Currently, the vast number of patients visiting Emergency Departments and the staff shortages that often afflict these departments make ad-hoc data collection for research purposes unattainable. The only way to fill the gap between the need for clinical research and the availability of robust data is to directly extract such data from the Electronic Health Records (EHRs), avoiding dedicated data collection. Nonetheless, obtaining consistent data from EHRs is a complex task. While a small part of the data registered in EHRs is structured (such as lab test results and vital parameters), most of the useful information on patients' conditions is variably contained in free text (e.g. presence of signs and symptoms, suspected and confirmed diagnosis, anamnesis, etc.).
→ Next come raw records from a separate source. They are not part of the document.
PR #321, opened 2026-04-02
BAH-4471 | Add. Search Functionality within Patient Dashboard

sravyarongala:
## Summary
- **Add patient search within the Clinical Dashboard**: A new search overlay accessible via the header search icon allows clinicians to search patients by Patient ID without leaving the consultation page. Results appear in a dropdown with keyboard navigation (Arrow keys, Enter, Escape) and click support, navigating directly to the selected patient's dashboard.
- **New components & hooks**: `PatientSearch` component with accessible combobox pattern (ARIA roles, `aria-activedescendant`), `usePatientSearch` hook backed by React Query, and accompanying SCSS styles.
- **Translations**: Added `en` and `es` locale keys for search placeholder, no-results message, loading state, and global action labels.
- **Registration form cleanup**: Simplified `PatientRegister` and `PatientRegisterSection` by removing unused layout/section config logic and associated styles/snapshots.
- **Design system & shared packages**: Minor ComboBox fix, removed flaky ComboBox snapshot tests, bumped `bahmni-services` version, fixed `userService` bug.
- **Test improvements across the board**: Added missing mocks, rewrote flaky integration tests (Diagnoses, Conditions, VitalFlowSheet, ProgramDetails, etc.), improved test isolation, and increased coverage for services (`privilegeService`, `providerService`, `vitalFlowSheetService`) and utility modules.

## Test plan
- [ ] Verify search icon in the Clinical Dashboard header opens the search overlay
- [ ] Search by a known Patient ID → confirm matching patient appears in results
- [ ] Click or press Enter on a result → navigates to that patient's consultation page
- [ ] Press Escape or click outside → closes the search panel
- [ ] Search with no matches → "No matching records" message displayed
- [ ] Verify arrow key navigation highlights results correctly
- [ ] Run full test suite (`yarn test`) — all new and existing tests pass


apps/clinical/src/components/patientSearch/PatientSearch.tsx
```diff
@@ -0,0 +1,192 @@
...
+    setInputValue('');
+    setSubmittedTerm('');
+  };
+
+  const handleResultClick = (result: PatientSearchResult) => {
+    navigate(`/clinical/${result.uuid}`);
+    onClose();
+  };
+
+  const showDropdown =
```
ROHIT-V-TW: blocking: Navigation URL `/clinical/${result.uuid}` may not match the router config.

The router in `App.tsx` registers the route as `<Route path=":patientUuid" .../>` — a relative path under the microfrontend's base. Other parts of the app use `BAHMNI_CLINICAL_PATH` or relative navigation. If the app is mounted at `/bahmni/clinical/`, this absolute path won't resolve to the correct route.

Verify the target — likely should be `navigate(result.uuid)` (relative) or use the `BAHMNI_CLINICAL_PATH` constant.

apps/clinical/src/components/patientSearch/PatientSearch.tsx
```diff
@@ -0,0 +1,192 @@
...
+  const [inputValue, setInputValue] = useState('');
+  const [submittedTerm, setSubmittedTerm] = useState('');
+
+  const { data: searchResults } = useQuery({
+    queryKey: ['patientSearch', submittedTerm],
+    queryFn: () => searchPatientByNameOrId(submittedTerm),
+    enabled: submittedTerm.trim().length > 0,
+  });
+
+  // Reset state when the search panel is closed
```
ROHIT-V-TW, line 35: suggestion: No loading state — user sees nothing between pressing Enter and results arriving.

`isLoading` from `useQuery` is available but not destructured. While the query is in-flight, `searchResults` is `undefined` so the dropdown stays hidden. Consider showing a spinner or "Searching..." message when `isLoading && submittedTerm` is truthy.

apps/clinical/src/components/patientSearch/PatientSearch.tsx
```diff
@@ -0,0 +1,192 @@
...
+ */
+const PatientSearch: React.FC<PatientSearchProps> = ({ isOpen, onClose }) => {
+  const { t } = useTranslation();
+  const navigate = useNavigate();
+  const containerRef = useRef<HTMLDivElement>(null);
+
+  const [inputValue, setInputValue] = useState('');
+  const [submittedTerm, setSubmittedTerm] = useState('');
+
+  const { data: searchResults } = useQuery({
```
ROHIT-V-TW: suggestion: No error handling — if the API call fails (network error, 401, 500), the user sees nothing.

Other form components in this codebase (InvestigationsForm, AllergiesForm) destructure `isError` from `useQuery` and show notifications. Consider adding error feedback here too.

apps/clinical/src/components/patientSearch/PatientSearch.tsx
```diff
@@ -0,0 +1,192 @@
...
+  };
+
+  const handleResultClick = (result: PatientSearchResult) => {
+    navigate(`/clinical/${result.uuid}`);
+    onClose();
+  };
+
+  const showDropdown =
+    submittedTerm.trim().length > 0 && searchResults !== undefined;
+  const results = (
```
ROHIT-V-TW: suggestion: Stale dropdown — after a search, if the user types a new term but hasn't pressed Enter, the old results remain visible.

`showDropdown` depends on `submittedTerm`, not `inputValue`. The user could see results for "GAN123" while the input shows "GAN456". Consider clearing the dropdown when `inputValue` diverges from `submittedTerm`, or adding `inputValue === submittedTerm` to the `showDropdown` condition.

apps/clinical/src/components/patientSearch/PatientSearch.tsx
```diff
@@ -0,0 +1,192 @@
...
+    (searchResults?.pageOfResults as PatientSearchResult[]) ?? []
+  ).filter(
+    (patient) =>
+      patient.identifier.toLowerCase() === submittedTerm.toLowerCase(),
+  );
+
```
ROHIT-V-TW, line 140: suggestion: Two concerns with the client-side filter:

1. **Unsafe type cast**: `searchResults?.pageOfResults as PatientSearchResult[]` bypasses the `PatientSearchResult[] | AppointmentSearchResult[]` union without a type guard.
2. **Silent result dropping**: The Lucene API may return valid matches that get filtered out here. If exact-ID-only is the intent, consider a server-side parameter rather than post-filtering.

The registration module's `usePatientSearch.ts` avoids both issues — worth aligning with that pattern.

apps/clinical/src/components/patientSearch/PatientSearch.tsx
```diff
@@ -0,0 +1,192 @@
...
+          data-testid="patient-search-results"
+          role="listbox"
+          aria-label={t('SEARCH_PATIENT_ID_PLACEHOLDER')}
+        >
+          {results.length === 0 ? (
+            <li
+              className={styles.noResults}
+              data-testid="patient-search-no-results"
+              role="option"
+              aria-selected={false}
```
ROHIT-V-TW, line 185: suggestion: ARIA accessibility gap — `aria-selected={false}` is hardcoded on all options, and the search input lacks `aria-expanded`, `aria-controls`, and `aria-activedescendant`.

For a proper combobox/listbox pattern, track a `focusedIndex` state and set `aria-selected` dynamically. Arrow key navigation between results would also help keyboard-only users. Consider using Carbon's `ComboBox` which handles this automatically (consistent with InvestigationsForm and AllergiesForm).

apps/clinical/src/pages/ConsultationPage.tsx
```diff
@@ -91,7 +69,33 @@ const ConsultationPage: React.FC = () => {
   const { userPrivileges } = useUserPrivilege();
   const { addNotification } = useNotification();
   const [isActionAreaVisible, setIsActionAreaVisible] = useState(false);
+  const [isSearchOpen, setIsSearchOpen] = useState(false);
   const [searchParams] = useSearchParams();
+
+  const globalActions = [
```
ROHIT-V-TW: nit: `globalActions` is recreated every render now that it's inside the component body. The `onClose={() => setIsSearchOpen(false)}` prop is also a new reference each render, causing both `useEffect` hooks in `PatientSearch` to unmount/remount event listeners.

Consider wrapping in `useMemo`/`useCallback` — matches the existing pattern in this file (`episodeUuids`, `currentDashboard`, `sidebarItems` are all memoized).

apps/clinical/src/components/patientSearch/__tests__/PatientSearch.test.tsx
```diff
@@ -0,0 +1,326 @@
...
+        } as PatientSearchResultBundle,
+        isLoading: false,
+        isError: false,
+      } as any);
+
+      render(<PatientSearch {...defaultProps} />);
+      const input = screen.getByPlaceholderText('Search by Patient ID');
+      fireEvent.change(input, { target: { value: 'GAN123456' } });
+      fireEvent.keyDown(input, { key: 'Enter' });
+
```
ROHIT-V-TW, line 426: nit: This test ("has no accessibility violations with search results") calls `render()` a second time, creating a fresh instance without any submitted search term. The `axe` check runs against the empty state, not the state with results.

Use the `container` from the first `render` call (after `waitFor` confirms results are visible) for the `axe` check.

apps/clinical/src/components/patientSearch/PatientSearch.tsx
```diff
@@ -0,0 +1,192 @@
...
+
+  const { data: searchResults } = useQuery({
+    queryKey: ['patientSearch', submittedTerm],
+    queryFn: () => searchPatientByNameOrId(submittedTerm),
+    enabled: submittedTerm.trim().length > 0,
+  });
+
+  // Reset state when the search panel is closed
+  useEffect(() => {
+    if (!isOpen) {
```
ROHIT-V-TW, line 37: nit: The codebase pattern is to extract query/filter logic into custom hooks under `apps/clinical/src/hooks/` (e.g., `useInvestigationsSearch`, `useMedicationSearch`). There's even a `usePatientSearch.ts` in the registration module. Consider extracting to `apps/clinical/src/hooks/usePatientSearch.ts` for consistency and reusability.

ROHIT-V-TW (changes requested):
## Review for BAH-4471

Good start on the patient search feature. Found a few issues to address before merge — primarily around navigation correctness, missing loading/error states, and accessibility.

Found 1 blocking issue, 5 suggestions, and 4 nits.

**Acceptance Criteria**: 7/9 met (navigation URL needs verification; no loading indicator while fetching)

### Issues not in diff

| File:Line | Type | Issue |
|-----------|------|-------|
| PatientSearch.module.scss | nit | SCSS file should be in a `styles/` subdirectory to match codebase convention (e.g., `patientSearch/styles/PatientSearch.module.scss`) |

apps/clinical/src/hooks/usePatientSearch.ts
```diff
@@ -0,0 +1,43 @@
...
+    queryKey: ['patientSearch', searchTerm],
+    queryFn: () => searchPatientByNameOrId(searchTerm),
+    enabled: searchTerm.trim().length > 0,
+  });
+
+  const results = (searchResults?.pageOfResults ?? [])
+    .filter(isPatientSearchResult)
+    .filter(
+      (patient) =>
+        patient.identifier.toLowerCase() === searchTerm.toLowerCase(),
```
ravinderkabli: suggestion: `results` is recomputed via `.filter()` on every render, creating a new array reference each time. The `useEffect(() => setFocusedIndex(-1), [results])` in `PatientSearch.tsx` will then fire on every render, not just when results actually change.

Wrap in `useMemo` to match the pattern in `useAllergenSearch.ts`:

```typescript
const results = useMemo(() =>
  (searchResults?.pageOfResults ?? [])
    .filter(isPatientSearchResult)
    .filter((patient) => patient.identifier.toLowerCase() === searchTerm.toLowerCase()),
  [searchResults, searchTerm]
);
```

apps/clinical/src/components/patientSearch/PatientSearch.tsx
```diff
@@ -0,0 +1,228 @@
...
+    usePatientSearch(submittedTerm);
+
+  const showDropdown =
+    submittedTerm.trim().length > 0 &&
+    inputValue === submittedTerm &&
+    !isLoading &&
+    !isError;
+
+  // Reset state when the search panel is closed
+  useEffect(() => {
```
ravinderkabli, line 36: suggestion: `showDropdown` uses `inputValue === submittedTerm` as a gate, but this reopens the last dropdown if the user edits and then backspaces back to the same text — stale results silently reappear without re-querying.

Clear `submittedTerm` on any input change:

```typescript
const handleChange = (event: React.ChangeEvent<HTMLInputElement>) => {
  setInputValue(event.target.value);
  setSubmittedTerm('');  // reset so backspace doesn't replay old results
};
```

apps/clinical/src/components/patientSearch/PatientSearch.module.scss
```diff
@@ -0,0 +1,73 @@
+@use "@carbon/react/scss/spacing" as *;
+@use "@carbon/react/scss/colors" as *;
+@use "@carbon/react/scss/theme" as *;
+@use "@carbon/react/scss/type" as *;
+
+.patientSearchContainer {
+  position: fixed;
+  top: 0;
+  right: 6rem;
+  z-index: 9000;
```
ravinderkabli: suggestion: `right: 6rem` is a magic number derived from the current header icon row width — if the header layout changes this will silently misalign the search panel. CLAUDE.md says to avoid hardcoded spacing.

At minimum, extract to a named variable with a comment:
```scss
$header-actions-offset: 6rem; // offset to clear global action buttons in header

.patientSearchContainer {
  right: $header-actions-offset;
```
Also worth adding a comment above `z-index: 9000` explaining the z-index choice.

ravinderkabli (commented):
## Review for BAH-4471

Solid implementation with good ARIA support and a comprehensive test suite. Five suggestions to address before merge.

Found 0 blocking issues, 5 suggestions, and 3 nits.

**Acceptance Criteria**: 9/9 met

### Issues not in diff

| File:Line | Type | Issue |
|-----------|------|-------|
| apps/clinical/src/hooks/usePatientSearch.ts | suggestion | Missing unit tests for this hook — `PatientSearch.test.tsx` mocks it entirely, so `isPatientSearchResult` type guard and exact-match filter are untested. Per CLAUDE.md 90% coverage threshold, add `__tests__/usePatientSearch.test.ts` covering the filter logic, type guard, and enabled guard. |

ROHIT-V-TW (approved):
Looks good to me, will merge once I get a formal review from Ravinder

ravinderkabli (commented):
## PR #321 Code Review — BAH-4471: Search Functionality in New Clinical Module

Well-structured implementation. Clean separation into `usePatientSearch` hook + `PatientSearch` component, proper ARIA combobox semantics, thorough test coverage with axe accessibility checks, and both locale files updated. Submit-on-Enter with exact identifier matching aligns with the narrowed JIRA scope.

| Severity | Count |
|----------|-------|
| 🚫 BLOCKER | 0 |
| 🔴 CRITICAL | 0 |
| 🟠 MAJOR | 1 |
| 🟡 MINOR | 3 |
| 🔵 INFO | 2 |

**Recommendation: NEEDS DISCUSSION**

See inline comments for details on the items below.

---

### What's Done Well
1. **Clean separation of concerns** — hook for server state, component for UI, page for orchestration.
2. **Correct ARIA combobox pattern** — `role="combobox"`, `role="listbox"`, `aria-activedescendant`, `aria-expanded` / `aria-controls`.
3. **Thorough test coverage** — 437 lines of unit tests + axe accessibility checks + 197 lines of hook tests.
4. **Both locale files updated** — `locale_en.json` and `locale_es.json` with all 6 new keys.
5. **Smart reuse of existing API** — `searchPatientByNameOrId` from `@bahmni/services` with client-side exact-match filter.
6. **GlobalActions now translatable** — moved from module-level constant into `useMemo` with `t()` calls.

apps/clinical/src/components/patientSearch/styles/PatientSearch.module.scss
```diff
@@ -0,0 +1,75 @@
...
+  top: 100%;
+  right: 0;
+  width: 100%;
+  list-style: none;
+  margin: 0;
+  padding: 0;
+  background: $layer;
+  border: 1px solid $border-subtle-01;
+  border-top: none;
+  box-shadow: 0 4px 8px $shadow;
```
ravinderkabli: nit: Hardcoded pixel values in `box-shadow` + fragile header offset

`box-shadow: 0 4px 8px $shadow` uses literal pixel values. CLAUDE.md requires: "always use Carbon SCSS tokens — never hardcode colors, spacing, or font sizes." Carbon spacing tokens map: `$spacing-02` = 4px, `$spacing-03` = 8px.

Also, `$header-actions-offset: 6rem` (line 6) is a local variable coupled to the header's action button layout. If header actions change (e.g., adding a fourth button), this offset silently becomes wrong. Consider documenting the derivation (e.g., `// 3 action buttons × 2rem each`) or exporting the value from the header styles.

```scss
// box-shadow with Carbon tokens:
box-shadow: 0 $spacing-02 $spacing-03 $shadow;
```

apps/clinical/src/pages/ConsultationPage.tsx
```diff
@@ -230,6 +246,7 @@ const ConsultationPage: React.FC = () => {
 
   return (
     <ClinicalAppProvider episodeUuids={episodeUuids}>
+      <PatientSearch isOpen={isSearchOpen} onClose={handleSearchClose} />
```
ravinderkabli, line 251: nit: Search overlay rendered outside layout tree

`PatientSearch` is placed before `ActionAreaLayout` (as a sibling inside `ClinicalAppProvider`), relying entirely on `position: fixed; top: 0; right: 6rem; z-index: 9000` to appear in the header area. This couples a visual overlay concern to a data-provider boundary rather than the layout system.

The existing pattern for overlays (modals, notifications) is to use portal-based rendering or mount within the layout tree. If the header or `ActionAreaLayout` changes position/size, this component won't adapt — the `6rem` offset and `top: 0` are hardcoded assumptions about header geometry.

Consider rendering inside `ActionAreaLayout` (e.g., in the header slot) or using a portal. If fixed positioning is the right call here, a comment explaining why it must be outside the layout tree would help future maintainers.

apps/clinical/src/components/patientSearch/styles/PatientSearch.module.scss
ROHIT-V-TW: Addressed this

apps/clinical/src/pages/ConsultationPage.tsx
ROHIT-V-TW: Acknowledged — added a comment explaining the placement. It's rendered outside ActionAreaLayout because ActionAreaLayout doesn't expose a slot in the header area where we can inject arbitrary overlays (the headerWSideNav prop expects the Header component). Moving it inside the Header slot would require changes to the design-system's ActionAreaLayout/Header API to support an overlay slot. Fixed positioning outside the layout tree was the simplest approach for now. Open to moving to a portal or a header slot if ActionAreaLayout is extended to support it in the future.

ravinderkabli (approved):
Looks fine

To tackle this challenge eCREAM aims to: 1) develop new technical solutions to extract reliable clinical information from structured and unstructured data contained in different electronic patient files; 2) FAIRify (i.e. making data Findable, Accessible, Interoperable, and Reusable) the established databases for clinicians, researchers, health policymakers and citizens while respecting the European and national legislations; 3) pilot the exploitation of the established databases in two relevant use cases: i) assessment of Emergency Department propensity to hospitalise a patient, and ii) development of a dashboard to be used by citizens and policymakers to improve the quality of care in Emergency Departments.

ECRIN will contribute to the eCREAM project with its data management expertise and ELSI knowledge to help develop a FAIRification strategy while taking into consideration the sensitivity of the data.